Ainsi, l’État, c’est l’espace et la gestion du commun, de l’universel, du collectif. C’est aussi sa concentration, sa monopolisation. Marx résumait ce paradoxe de l’État par une expression fantastique, celle de la « communauté illusoire[4] ». L’État est illusoire parce qu’il n’est pas objectivement construit par la rencontre de personnes librement associées. L’État administre le commun, mais en même temps il le monopolise. C’est une relation paradoxale, matérielle et idéale, collective et monopolisée, universelle et individualisée. C’est là toute sa magie. Alors si l’État, c’est ça, il faut s’en emparer ! Il faut s’emparer de cette relation, il faut la conquérir. Mais la gauche doit comprendre qu’elle ne peut se contenter de « prendre » le pouvoir.
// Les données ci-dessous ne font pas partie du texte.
PR #1513, opened 2026-09-05
Say which files the graph answers about from an earlier parse

troyjr4103:
Journey GAP-9. A file with a syntax error commits with rc 0 and "0 entities, 0 relations, 1
artifacts", and `kin status`, `kin diff`, `kin graph status` and `kin doctor` all report a whole
store, while `.kin/daemon.log` carries `broken AST, retaining LKG state file=search.py errors=4`.
The daemon knew, five seconds before every surface said otherwise. Found by the journey lane's
cold-user run (step 10a), and it was the stranger's own fix-first on v0.6.7.

## Measured first, on this main

Scratch `HOME` and `KIN_HOME`, `KIN_EMBED_BACKEND=cpu`, greenfield store, release binaries built
from this branch's base `a61ab56b7684087d96f1ed968c58e79af38cfdd4`. One edit: the closing bracket of
`search.py`'s list comprehension removed, which `ast.parse` rejects. Five seconds later:

```
$ kin status
Tree: 35f7659c... (3 artifacts, ahead of its base change as admitted 0s ago)
Durable semantic enrichment: present (11 entities, 4 relations, 1 changes ...)
Untracked host content: none, measured 0s ago
rc=0

$ kin diff
Artifacts: +0 ~1 -0
Entities: +0 ~0 -0
   -    return [word.lower() for word in text.split()]
   +    return [word.lower() for word in text.split(
rc=0

$ kin commit -m "Broken edit"
Created semantic change b41b7f45... on branch 'refs/heads/main' (0 entities, 0 relations, 1 artifacts)
rc=0

$ kin graph status
Repository coverage: 3 of 3 admitted files produced entities (100%)
Parse coverage (files that produced an entity / files admitted):
  python: 2/2 (100%)

$ kin doctor
  ✓ Parse coverage             ok             python 2/2; typescript 1/1

$ grep "broken AST" .kin/daemon.log
WARN kin_reconcile::reconciler: broken AST, retaining LKG state file=.../search.py errors=4
```

Three things the measurement changed about the shape of the fix, and none of them were visible from
source alone. The nearest thing to a signal today is `kin graph status`'s note `1 of 3 admitted
regular files have no query-facing enrichment facet yet`, phrased as a race that is about to settle,
which is worse than silence because it reads as a reassurance. `kin graph status` lies twice, in two
separate collectors, so fixing only the census would leave one section at 1/2 and another at 100%.
And the error count is per-edit: the journey's identical edit produced 3 where this one produces 4,
so no surface may assert a number of its own.

## Why the commit still succeeds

Elle est obligée, avant, pendant et après la prise de pouvoir, de transformer ce pouvoir, de le démocratiser, de le reconstruire. Si nous nous contentons de prendre le pouvoir sans le transformer, sans construire un pouvoir social qui démocratise la prise de décisions, nous deviendrons alors une nouvelle élite. Si nous nous contentons de construire le pouvoir à l’extérieur de l’État, nous permettons aux élites de gouverner pendant encore 500 ans. Le destin d’une révolution se joue dans cette dialectique de la construction et de la prise du pouvoir, de l’ouverture et de la concentration du pouvoir.
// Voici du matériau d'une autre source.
PR #1515, opened 2026-09-05
Refuse to certify a file enumeration over spans of other bytes

troyjr4103:
FIR-3201. A stranger on a converted psf/requests committed a 17-line edit and `list_file_entities` served the module entity at its pre-edit span as `parsed: full`, `freshness: recorded`, no degradation; nine minutes and one daemon restart later the same call said `parsed: absent` while `kin graph status` said python 37/37.

`parsed` read only the layout facet, which a once-per-daemon backfill builds from the entities the graph already holds; `freshness: recorded` is a clock the tree admission stamps; and no verdict input could say a span was older than the blob now at its path.

`list_file_entities` now compares each entity's recorded source digest against the tree's blob at the path, the same rule `get_entity_source` applies before slicing a body, and publishes `span_provenance` and `stale_spans` beside `parsed`. A provable mismatch refuses certification and reaches the verdict as an absent `file_parsed` class with the limit `file_spans_stale`; an unstamped store stays certifiable and says `unverified`. A tree transition that replaces a path's blob retires that path's layout before the tree moves, so the window between admission and re-derivation reads `parsed: absent` instead of certifying the old spans. The layout backfill compares its fresh parse of the tree bytes with the graph's entities by kind, name and span, publishes `Partial` with the count when they disagree, and hands the path back to the loop for re-derivation.

## Provenance

This is lane memfix's commit `33a9500ae` (patch id `22ba8a81e12cf0ad43c6cccc6def9da36cd2be4e`, identical here) cherry-picked onto `950fb0bf8`. The FIR-3203 half of that branch measured over its memory acceptance on the release build and is held back as a draft for the record, so the FIR-3201 fix lands alone.

## Verification on this tree (51f048988), through the fleet's builder slot

```
cargo test -p kin-mcp --lib file_entities
test result: ok. 23 passed; 0 failed; 0 ignored; 0 measured; 896 filtered out; finished in 0.02s

cargo test -p kin-daemon --lib -- loop_runner::tests::a_replaced_blob_retires_its_layout_until_the_spans_are_re_derived loop_runner::tests::the_backfill_refuses_full_over_entities_a_fresh_parse_does_not_reproduce
test result: ok. 2 passed; 0 failed; 0 ignored; 0 measured; 1415 filtered out; finished in 1.56s

cargo fmt --all -- --check
rc=0
```

Not run locally, by the cut's speed rule: clippy, precheck, parity, the full workspace suite. Hosted CI grades them here.

## Falsification on this tree, each arm restored from a byte copy

Each arm mutates the guarded behaviour, prints the applied diff stat, runs the test named for it, and restores the file. Red is the required result.

```
ARM handler-certification: mutated crates/kin-mcp/src/handlers/file_entities.rs
mutation applied:  1 file changed, 1 deletion(-)
test result: FAILED. 0 passed; 2 failed; 0 ignored; 0 measured; 917 filtered out; finished in 0.01s
ARM handler-certification cargo exit=101

ARM envelope-class: mutated crates/kin-mcp/src/envelope.rs
mutation applied:  1 file changed, 1 insertion(+), 1 deletion(-)
test result: FAILED. 0 passed; 1 failed; 0 ignored; 0 measured; 918 filtered out; finished in 0.01s
ARM envelope-class cargo exit=101

ARM daemon-backfill: mutated crates/kin-daemon/src/loop_runner.rs
mutation applied:  1 file changed, 1 insertion(+), 1 deletion(-)
test result: FAILED. 0 passed; 1 failed; 0 ignored; 0 measured; 1416 filtered out; finished in 1.29s
ARM daemon-backfill cargo exit=101
```

### DIFF
--- a/crates/kin-daemon/src/loop_runner.rs
+++ b/crates/kin-daemon/src/loop_runner.rs
@@ -10,6 +10,7 @@ use std::time::{Duration, Instant, SystemTime};
 use kin_index::{
     FileClassification, FileClassifier, FileEvent, FileWatcher, IndexPipeline, IndexedAny,
 };
+use kin_model::layout::ParseCompleteness;
 use kin_model::{
     EntityFilter, EntityId, EntityStore, FilePathId, Hash256, RepoPath, ShallowTrackedFile,
     TransactionDelta, TreeDelta, TreeEntry,
@@ -2307,12 +2308,63 @@ pub(crate) struct LayoutBackfill {
     pub(crate) unreadable: usize,
     /// Artifacts another facet already owns, which this pass must not touch.
     pub(crate) other_facet: usize,
+    /// Artifacts whose graph entities disagree with a fresh parse of the bytes
+    /// the tree holds: published as `Partial` rather than `Full`, and owed a
+    /// re-derivation. Counted inside `published`.
+    pub(crate) stale: usize,
+    /// The host paths whose entities are owed a re-derivation, for the loop to
+    /// enqueue as ordinary `Changed` events.
+    pub(crate) rederive: Vec<PathBuf>,
 }
 
 impl LayoutBackfill {
     fn observed(&self) -> usize {
         self.already_published + self.published + self.unreadable + self.other_facet
     }
+}
+
+/// One entity's identity as a parse would reproduce it: what it is, what it is
+/// called, and exactly which bytes it spans. Two parses of the same bytes agree
+/// on every field; a parse of different bytes moves the span of everything after
+/// the edit.
+type ParsedSpanKey = (String, String, usize, usize);
+
+fn parsed_span_keys(entities: &[kin_model::Entity]) -> Vec<ParsedSpanKey> {
+    let mut keys = entities
+        .iter()
+        .filter(|entity| entity.role == kin_model::EntityRole::Source)
+        .filter_map(|entity| {
+            entity.span.as_ref().map(|span| {
+                (
+                    format!("{:?}", entity.kind),
+                    entity.name.clone(),
+                    span.start_byte,
+                    span.end_byte,
+                )
+            })
+        })
+        .collect::<Vec<_>>();
+    keys.sort();
+    keys
+}
+
+/// How many of the graph's source entities for one file a fresh parse of the
+/// tree's bytes does not reproduce.
+///
+/// Compared by kind, name and byte span rather than by id, because the
+/// reconciler keeps an entity's id stable across an edit that moves it
+/// (`stable_entity_ids` in kin-reconcile), so ids agree on a store that is
+/// fresh and disagree on one that is not, which is backwards for this question.
+/// Spans are the thing that goes stale, so spans are what is compared.
+pub(crate) fn spans_a_fresh_parse_does_not_reproduce(
+    held: &[kin_model::Entity],
+    fresh: &[kin_model::Entity],
+) -> usize {
+    let fresh_keys = parsed_span_keys(fresh);
+    parsed_span_keys(held)
+        .into_iter()
+        .filter(|key| fresh_keys.binary_search(key).is_err())
+        .count()
 }
 
 /// Publish the per-file parse observation for every admitted entity-source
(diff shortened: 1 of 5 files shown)


troyjr4103:
Independent read-only review of #1515 at `51f048988994b889aed26788949366fd321106cd`, from source
plus six tests and one falsification arm run locally. GO.

**The split is honest.** `git patch-id --stable` on `51f048988` and on `33a9500ae` both give
`22ba8a81e12cf0ad43c6cccc6def9da36cd2be4e`, so the cherry-pick is byte-identical to the commit
reviewed on the combined branch. Base is `950fb0bf8` with exactly one commit on top. Five files, all
FIR-3201: `crates/kin-daemon/src/loop_runner.rs` and the four under `crates/kin-mcp/src`. None of
the held-authority work came with it: a grep of the whole diff for `held_write_authority`,
`HeldWriteAuthority`, `forget_writer`, `install_write_authority`,
`publication_identity_after_commit`, `HeldWriterScope` and `InstallWriter` returns zero, against 12
hits for the FIR-3201 terms as the control. Signed off, and no session ids or assistant traces in
the message or the body.

**Both halves are correct, and I verified them from source rather than from the description.**

The backfill compares by kind, name and byte span rather than by id, which is the right way round:
`stable_entity_ids` (`kin-reconcile/src/reconciler.rs:810,898`) keeps an entity's id stable across
an edit, so ids agree exactly when the store is stale. The false-`Partial` risk I went looking for
is not there: `kin-reconcile::Reconciler` holds an `IndexPipeline` of its own
(`reconciler.rs:10,304,332`), the same one the backfill parses with, and takes kind, name and span
straight from that pipeline's output, so the comparison key is preserved. The control file stays
`Full` and still certifies, and it is a real control: a fix that floored everything would fail on it.

The window test rests on kin-db and pins it in kin's own pipeline.
`InMemoryGraph::apply_transaction_delta` retires path-keyed facets before publishing the new tree
(`kin-db-0.7.102/src/engine/graph.rs:8845-8870`, `ent.file_layouts.remove(&file_id)` for every tree
delta that invalidates the path), so `a_replaced_blob_retires_its_layout_until_the_spans_are_re_derived`
would go red if kin-db stopped retiring: it asserts `full` before the edit and `absent` in the
window, and the window read would become `full`.

On the kin-mcp side, `span_provenance` runs over the whole file's entity set rather than a page
(`file_entities.rs` takes an unpaged `query_entities`), refuses only on a provable digest mismatch,
leaves `unverified` certifiable so converted stores are not floored, and reaches the verdict as an
absent `file_parsed` class with `file_spans_stale` named in both `limits` and `floor_reason`.

**Six green, one arm red.** All 23 `file_entities` tests in kin-mcp pass, and both
`a_replaced_blob_retires_its_layout_until_the_spans_are_re_derived` and
`the_backfill_refuses_full_over_entities_a_fresh_parse_does_not_reproduce` pass in kin-daemon. Arm
taken independently, handler-certification: dropping `&& provenance.permits_certification()` from
`certifies_enumeration` at `file_entities.rs:708`.

```
test handlers::file_entities::tests::one_stale_span_among_verified_ones_refuses_certification ... FAILED
test handlers::file_entities::tests::a_span_derived_from_other_bytes_cannot_certify_the_enumeration ... FAILED
panicked at crates/kin-mcp/src/handlers/file_entities.rs:1527:9:
a full parse of bytes the tree no longer holds must not certify
  left: Bool(true)
 right: Bool(false)

test result: FAILED. 21 passed; 2 failed; 0 ignored; 0 measured; 896 filtered out
```

`ARM_RC=101`. The other 21 stayed green, which is what a targeted arm should do. Restored by exact
swap; porcelain empty and head unmoved afterwards.

**Check set**, read by name over the full run set at the head with `per_page=100`, 47 listed against
`total_count` 47. Five of the seven required contexts are green: `DCO Sign-off`, `PR text hygiene`,
`cargo-deny`, `gitleaks (full history)` and `MCP surface contract`. `Fast gate lint and policy` was
in progress. `Fast gate build and tests` had not been created yet, which is not a block: it is the
roll-up job at `ci.yml:1474` that reports after the three `Fast gate test shard` runs, and it
appeared that way on `950fb0bf8`, the sha #1513 landed. Nothing failed. `Product Acceptance` reads
`skipped`, as it does on every PR, and `CodeQL` was `neutral` with `Analyze (rust)` still running,
so it is not readable yet and neutral is not a failure.

Two follow-ups, neither a blocker and neither new to this split. `merge_file_coverage_classes` and
`file_entities_counted` disagree on precedence when a file is both `Partial` and stale, which is the
real shape of the restart window after this fix: one names `file_spans_stale` and drops the
parse-state cause from `limits` entirely, the other reports `floor_reason: file_parsed_partial`, so
a reader gets two different reasons for one answer. And the `Partial` reason string formats
`"{stale} of {}"` against `entities.len()`, the full unfiltered query result, while the numerator
counts only `Source`-role entities carrying spans, so a real file will read something like "3 of 40".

La construction hégémonique

Il ne peut y avoir une conquête du pouvoir, ni une transformation du rapport de forces dans l’État s’il n’y a pas d’abord un changement des paramètres et des perceptions relatifs à l’organisation du monde et de la société. En Amérique du Sud, le néolibéralisme a constitué pendant près de deux décennies le paradigme dominant. La privatisation, les investissements étrangers allaient nous sauver. C’est ce que nous croyions. Et puis, nous avons vu les résultats. Ainsi, peu à peu, cette vision néolibérale du monde, qui organisait la vie quotidienne, a été rejetée par les mouvements, les intellectuels, les femmes, les étudiants. Les sociétés latino-américaines connaissent une secousse spirituelle, mentale et culturelle; parfois à cause d’une intervention militaire, parfois grâce à un mouvement collectif contre les propriétaires de l’eau ou une mobilisation contre un gouvernement qui trompait son peuple. Il s’agit d’une brisure culturelle, symbolique. Certes, cette transformation culturelle, qui a créé des identités et des prédispositions au changement, n’est pas suffisante. En réalité, la lutte continue.
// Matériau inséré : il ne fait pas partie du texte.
PR #1528, opened 2026-09-05
Settle a merged graph after finalization applies its live delta

troyjr4103:
FIR-3242.

A published merge recorded its relation census, and queued its convergence sweep, against the graph
as it stood BEFORE the merged live delta was applied. Two entities against three on a two-file
fixture. This settles both after the finalization that installs that delta, keeps a sweep request
the running pass cannot cover instead of dropping it, stops reading a dead enrichment channel as a
queued sweep, and retires the enrichment evidence the merge's own sweep would otherwise skip.

Follows kin #1523, which added the settle and the census. An independent source review of that
squash from source and raised three P1 convergence gaps
(`.kin-coord/reports/mergeedges-independent-review-20260905.md`). All three are real. A fourth fell
out of the second.

## Measured first, on the landed tree

Every arm below ran on `34d63ba76` plus the new tests and two behaviour-preserving seams the tests
need to call into (`mark_files_enriched` and `file_already_enriched` become `pub(crate)`, and the
sweep worker's three completion writes move verbatim into a named `complete_lsp_sweep`). Every arm
ran `cargo build -p kin-daemon --bin kin-daemon` first, because
`cargo test -p kin-cli --test <name>` does not rebuild the daemon and the harness reuses any daemon
binary whose build stamp is compatible.

| claim | falsifier | landed tree | after the fix | with the fix reverted |
|---|---|---|---|---|
| census and sweep see the pre-finalization graph | `a_published_merge_records_the_census_of_the_graph_it_finalized` | RED | ok | RED |
| a request made while a sweep runs is dropped | `a_merge_admitted_while_a_sweep_runs_gets_one_after_that_sweep_ends` | RED | ok | RED |
| a closed channel reads as a queued sweep | `a_merge_whose_enrichment_worker_is_gone_names_the_gap_rather_than_reporting_convergence` | RED | ok | RED |
| a durable marker lets the sweep skip merged-in work | `a_merge_retires_the_enrichment_evidence_its_own_sweep_would_skip` | RED | ok | RED |
| a parked merge must settle nothing (this PR's own hazard) | `a_parked_merge_records_no_census_because_it_published_no_merged_graph` | ok | ok | RED |

### The census arm, on the landed tree

```
thread 'a_published_merge_records_the_census_of_the_graph_it_finalized' panicked at
crates/kin-cli/tests/repository_merge_resolution.rs:2480:5:
assertion `left == right` failed: the record has to describe the graph this merge published, and
this one describes the graph before the merged live delta was applied: the merged tree holds 3
entities and the record claims Some(2)
  left: Some(2)
 right: Some(3)

test result: FAILED. 0 passed; 1 failed; 0 ignored; 0 measured; 35 filtered out; finished in 4.04s
```

The merged tree carries `src/feature.rs`, which the target branch never had, and the record written
by this merge does not know it exists.

### The other three, on the landed tree

```
test result: FAILED. 24 passed; 3 failed; 0 ignored; 0 measured; 1406 filtered out; finished in 2.26s

panicked at crates/kin-daemon/src/repository_merge.rs:4487:9:
the running pass could not see this merge, so ending it has to hand the worker the merge's own
sweep; before this the request was dropped on the floor and the merged tree waited for a command
nobody knew

panicked at crates/kin-daemon/src/repository_merge.rs:4512:13:
a merge with nothing left to run its sweep must not publish that gap quietly

panicked at crates/kin-daemon/src/repository_merge.rs:4551:9:
a file the merge did not touch can still have gained a cross-file edge through it, and a sweep
that skips the file cannot derive one; the evidence has to be retired so the merge's own sweep
visits it
```

The 24 that passed include `settling_a_merged_graph_queues_the_sweep_and_records_the_census`, the
control: on an idle channel the merge does queue its sweep, so the three failures are about the
states that test never entered.

## What changed

**Settle where the merged graph is live.** `plan_and_publish` installs the merge's immutable changes
into the live query graph, which is history and revision lineage; the merged entity and relation
table arrives only when `finalize_local_repository_commit` derives the live correction and applies
it, one call later in `execute`. Both settle calls move to the two top-level executors, after the
finalization and still inside the persistence and graph-authority locks. Queueing the sweep from
there is the second half of it, not a side effect: the worker snapshots every entity once when it
starts, so one queued against the pre-finalization graph can snapshot entities the merge already
replaced. `execute` still returns early for an already-up-to-date merge, which publishes nothing.

**Keep a request the running pass cannot cover.** `DaemonState` gains one coalesced
`lsp_sweep_pending` bit and `request_lsp_sweep_after_merge`. Queueing a second sweep beside the
running one was the alternative and it is wrong: a caller waits on `lsp_sweeps_completed`, so two
passes over one graph let a waiter see the first finish and return over a graph the second is still
mutating. The worker drains the bit at the tail of its pass. The demand is published before the
attempt to queue, so a pass that ends between the two calls drains it rather than racing past it.

**Name every send arm.** `queue_lsp_sweep` matched only `TrySendError::Full`, so a channel whose
receiver a supervisor halt had already dropped fell through to `true` and the merge reported a
convergence it had not queued and could not queue. A `false` is now a channel that can never
deliver, and the merge says so with its own recovery line.

**Settle nothing on a merge that published nothing.** A merge that PARKS its conflicts also
returns an execution with a receipt and finalizes like any other repository transition, so it
reaches the executor the settle moved into; the same holds for `ResolveAction::Settle` and
`ResolveAction::Abort`. Moved naively, a parked merge would have recorded a census of the UNMERGED
graph under this merge's timestamp and retired every file's enrichment evidence. `MergeExecution`
and `ResolveExecution` carry `published_merged_graph`, true only in `publish` and
`publish_resolved_merge`, and the settle is gated on it. That case was green before this PR, so its
lock is listed above with a green landed column and a red reverted one.

**Retire the evidence the merge's own sweep would skip.** The marker means "the enrichment for this
file is durable", and the sweep skips a marked file before it asks a language server anything. A
merge makes that false for files nothing edited: a caller on one branch and its callee on the other
produce an edge that exists only once the merge exists, and the caller's file is unchanged by the
merge and was legitimately marked when it was swept. Retiring only the changed files does not close
it, because the answer that went stale is a cross-file one whose target moved elsewhere. The whole
set goes, through the `retire_enrichment_marker` that already exists.

## Falsification

Each fix was reverted and the test written for it went red again.

```
# the merge settles before finalization again
assertion `left == right` failed: ... the merged tree holds 3 entities and the record claims Some(2)
  left: Some(2)
 right: Some(3)
test result: FAILED. 0 passed; 1 failed; 35 filtered out; finished in 4.05s

# complete_lsp_sweep stops draining the pending demand
the running pass could not see this merge, so ending it has to hand the worker the merge's own
sweep; before this the request was dropped on the floor and the merged tree waited for a command
nobody knew
test result: FAILED. 0 passed; 1 failed; 1432 filtered out; finished in 1.19s

# queue_lsp_sweep reports a closed channel as queued
a merge with nothing left to run its sweep must not publish that gap quietly
test result: FAILED. 0 passed; 1 failed; 1432 filtered out; finished in 1.02s

# the merge stops retiring the enrichment evidence
a file the merge did not touch can still have gained a cross-file edge through it, and a sweep
that skips the file cannot derive one; the evidence has to be retired so the merge's own sweep
visits it
test result: FAILED. 0 passed; 1 failed; 1432 filtered out; finished in 1.61s

# the settle stops asking whether a merged graph was published
a parked merge composed no merged relation set, so it has none to record; a record written here
would describe the graph before the merge and carry this merge's timestamp
test result: FAILED. 0 passed; 1 failed; 36 filtered out; finished in 3.99s
```

Backups by copy and restore by copy, never `git checkout -- <file>`, which restores HEAD. Every
mutated file was compared against its backup afterwards and matched byte for byte.

## Verification

Every command through the fleet's builder slot, at the committed head on a
clean tree.

```
cargo test -p kin-daemon --lib
test result: ok. 1430 passed; 0 failed; 3 ignored; 0 measured; 0 filtered out; finished in 285.67s

cargo test -p kin-cli --test repository_merge_resolution
test result: ok. 37 passed; 0 failed; 0 ignored; 0 measured; 0 filtered out; finished in 33.94s

cargo fmt --all -- --check
clean
```

`bin/kin-precheck kin --repo-dir kin=<this worktree>` at head `2f1c08095`, 0 behind main, is running as this PR opens; its `21 gates enumerated from the check job of .github/workflows/ci.yml` line and its tally follow in a comment.

One thing worth knowing for whoever runs these next: an arm that runs the whole `kin-daemon` lib
suite and then the merge integration file in ONE heavy slot fails two integration tests on
contention. Both pass alone and together in a whole-file run of their own, and one of them,
`an_untouched_entity_differs_between_branches_only_in_its_span`, performs no merge at all, so no
path this change touches is on it. Split the arms before believing a regression there.

`crates/kin-daemon/src/repository_merge_state.rs` is three lines at the resolve path's own
finalization seam. The resolve path carries the identical defect and there is no way to reach it
from the merge path; no open kin PR touches that file.

Report: `.kin-coord/reports/showhn-mergeedges2-20260905.md`.

### DIFF
--- a/crates/kin-cli/tests/repository_merge_resolution.rs
+++ b/crates/kin-cli/tests/repository_merge_resolution.rs
@@ -2422,3 +2422,115 @@ fn authored_merge_accepts_in_place_input_and_preserves_unrelated_or_later_edits(
         b"keep this\n"
     );
 }
+
+/// FIR-3242. The census a merge records has to be a reading of the graph the
+/// merge left live.
+///
+/// `settle_merged_graph` ran from inside the publication path, and the
+/// publication path returns to `execute`, which is where
+/// `finalize_local_repository_commit` derives and applies the merged live
+/// entity and relation correction. The `create_change` calls above the settle
+/// install immutable history and revision lineage, not the merged entity and
+/// relation table, so the record carried this merge's timestamp and source over
+/// a reading of the PREVIOUS live relation set. Every later comparison is
+/// judged against that baseline, so a kind this merge introduced can disappear
+/// without the store ever having recorded that it existed.
+///
+/// Read off disk, with enrichment off, and needing no barrier: the merged tree
+/// holds a source file the target branch never had, so the merged graph holds
+/// strictly more entities than the graph before it, and a record written after
+/// finalization has to show that. A record written before finalization holds
+/// the pre-merge count instead, and nothing between the merge and this reading
+/// can move either side.
+#[test]
+fn a_published_merge_records_the_census_of_the_graph_it_finalized() {
+    let root = tempdir().expect("temp root");
+    let repo = disjoint_repository(root.path());
+    let runtime = common::IsolatedDaemonRuntime::new(&repo);
+    ok(
+        &run_kin_without_enrichment(&runtime, &repo, &["init", ".", "--json"]),
+        "kin init",
+    );
+    let layout = kin_core::KinLayout::discover(&repo).expect("discover exact layout");
+    assert!(
+        kin_core::relation_census::read(&layout)
+            .recorded()
+            .is_none(),
+        "the recorder runs at the end of a sweep and at the end of a commit, and this init is \
+         neither, so the record read below is the one this merge wrote and nothing else"
+    );
+
+    let merged = ok(
+        &run_kin_without_enrichment(&runtime, &repo, &["merge", "feature"]),
+        "kin merge",
+    );
+    assert!(
+        merged.contains("Merged refs/heads/feature into refs/heads/main"),
+        "the fixture has to publish rather than park, or nothing below is about a merge: {merged}"
+    );
+
+    let recorded = kin_core::relation_census::read(&layout)
+        .recorded()
+        .cloned()
+        .expect("a published merge records the baseline the next comparison is judged against");
+    let published = graph_at(&layout, &branch_change(&layout, "main"));
+    let published_entities = published
+        .entities
+        .values()
+        .filter(|entity| !kin_index::is_external_reference_target(entity))
+        .count() as u64;
+
+    assert_eq!(
+        recorded.entities,
+        Some(published_entities),
+        "the record has to describe the graph this merge published, and this one describes the \
+         graph before the merged live delta was applied: the merged tree holds {published_entities} \
+         entities and the record claims {:?}",
+        recorded.entities
+    );
+}
+
+/// FIR-3242. A parked merge settles nothing, because it published no merged
+/// graph.
+///
+/// A merge that parks its conflicts still writes a merge transaction record and
+/// finalizes like any other repository transition, so it reaches the same
+/// executor the settle now runs in. It composed no merged entity and relation
+/// table: a census recorded there would describe the unmerged graph under this
+/// merge's timestamp and source, and retiring every file's enrichment evidence
+/// would buy a full re-derivation for a merge that published nothing.
+///
+/// Green before the settle moved, because `open_conflicted_merge` reaches a
+/// `bail!` rather than the publication path the settle used to live in. This is
+/// the lock that keeps it green.
+#[test]
+fn a_parked_merge_records_no_census_because_it_published_no_merged_graph() {
+    let root = tempdir().expect("temp root");
+    let repo = conflicting_repository(root.path());
+    let runtime = common::IsolatedDaemonRuntime::new(&repo);
+    ok(
+        &run_kin_without_enrichment(&runtime, &repo, &["init", ".", "--json"]),
+        "kin init",
+    );
+    let layout = kin_core::KinLayout::discover(&repo).expect("discover exact layout");
+    assert!(
+        kin_core::relation_census::read(&layout)
+            .recorded()
+            .is_none(),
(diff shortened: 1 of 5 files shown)


troyjr4103:
`bin/kin-precheck kin --repo-dir kin=<this lane worktree>`, named by absolute path through `.kin-coord/bin/heavy-slot.sh mergeedges2 kin`, at the committed head on a clean tree:

```
kin-precheck: repo=kin tree=/Users/troyfortinjr/GitHub/kin-ecosystem/.kin-coord/worktrees/mergeedges2-kin sha=2f1c08095a2f0d4d061877698094564302dd8a45 branch=chore/lane-mergeedges2-kin
kin-precheck: 21 gates ran, 21 passed, 0 failed, on kin 2f1c08095a2f0d4d061877698094564302dd8a45
```

The three steps the check job runs that precheck deliberately does not are the language-server provisioning step, which gates nothing; `release-policy-gate.sh`, which routes on a pull-request context a local run cannot supply truthfully; and `falsify-hydration-semantics.py`, which the check job runs against a poisoned copy the workflow builds first.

Álvaro García Linera[2] est né à Cochabamba en Bolivie. Ancien guérillero avec l’Ejército Guerrillero Túpac Katari, il a rallié Evo Morales et le Movimiento al socialismo (MAS) pour devenir en 2005 le vice-président de l’État plurinational de Bolivie.


  1. Ce texte est un extrait d’une allocution de Linera lors de la Deuxième Rencontre latino-américaine progressiste, tenue à Quito en septembre 2015. Il a servi de base à la présentation de Linera lors du Forum social mondial de Montréal. Traduction par Yves Laneuville.
  2. Linera est né à Cochabamba en Bolivie. Ancien guérillero avec l’Ejército Guerrillero Túpac Katari, il a rallié Evo Morales et le Movimiento al socialismo (MAS) pour devenir en 2005 le vice-président de l’État plurinational de Bolivie.
  3. John Holloway, Changer le monde sans prendre le pouvoir. Le sens de la révolution aujourd’hui, Paris, Syllepse, Montréal, Lux, 2008.